2. Brief Description of Related Developments
The use of gas turbines normally consisting of a multiphase compressor, in which air sucked from the outside is compressed, a combustor, in which the combustion takes place of gaseous fuel added to the compressed air, and a turbine or expander, in which the gases coming from the combustor are expanded, is known for the production of electric energy. The turbine is therefore capable of generating mechanical energy which can be exploited for driving operating machines or for charging electric generators, such as for example, one or more alternators.

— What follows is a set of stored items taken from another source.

PR #11080, opened 2022-07-01
[server] Add server API to list blocked repositories

andrew-farries:
## Description

Add `adminGetBlockedRepositories` API to `components/server` to fetch the list of blocked repositories.

This is a step towards using these endpoints to manage blocked repositories in the admin UI.

## Related Issue(s)

Part of #11030

## How to test

* Follow the first 3 steps on https://github.com/gitpod-io/gitpod/pull/11036 to add some blocked repositories.

* Open the developer tools on the admin page for this preview environment.

* Run:
```js
await window._gp.gitpodService.server.adminGetBlockedRepositories({offset: 0, limit: 10, orderBy: 'id', orderDir: "desc", searchTerm: "foo"})
```

setting `searchTerm` as appropriate (or omitting it entirely).

## Release Notes

```release-note
NONE
```

## Werft options

- [x] /werft with-preview

/hold

### DIFF
--- a/components/gitpod-db/src/blocked-repository-db.ts
+++ b/components/gitpod-db/src/blocked-repository-db.ts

A gas turbine destined for the production of electric energy must consequently be able to face sudden disconnections from the electric supply, which can be due, for example, to particular circumstances or inefficiency which can arise in the electric supply. In a situation of this kind, the turbine must be brought to an anomalous but stabile functioning condition, in which the nominal rotation regime is reached, but the alternator does not supply power (a functioning condition called “full speed no load”), until the voltage is re-established in the outside electric supply to restart the service, i.e. reconnection with the electric supply.
During this disconnection phase with the supply, a so-called “load rejection” procedure must be activated as soon as possible, to immediately reduce the power and rotation regime of the turbine to a sufficiently low value so that at least one alternator can self-charge the auxiliary services of the machine or plant to which it is connected. The load rejection procedure is particularly critical for a gas turbine of the double shaft type, as the mechanical inertia of the turbine itself is extremely low and the corrective actions for preventing reaching an excessive rotation regime must be rapid and effective.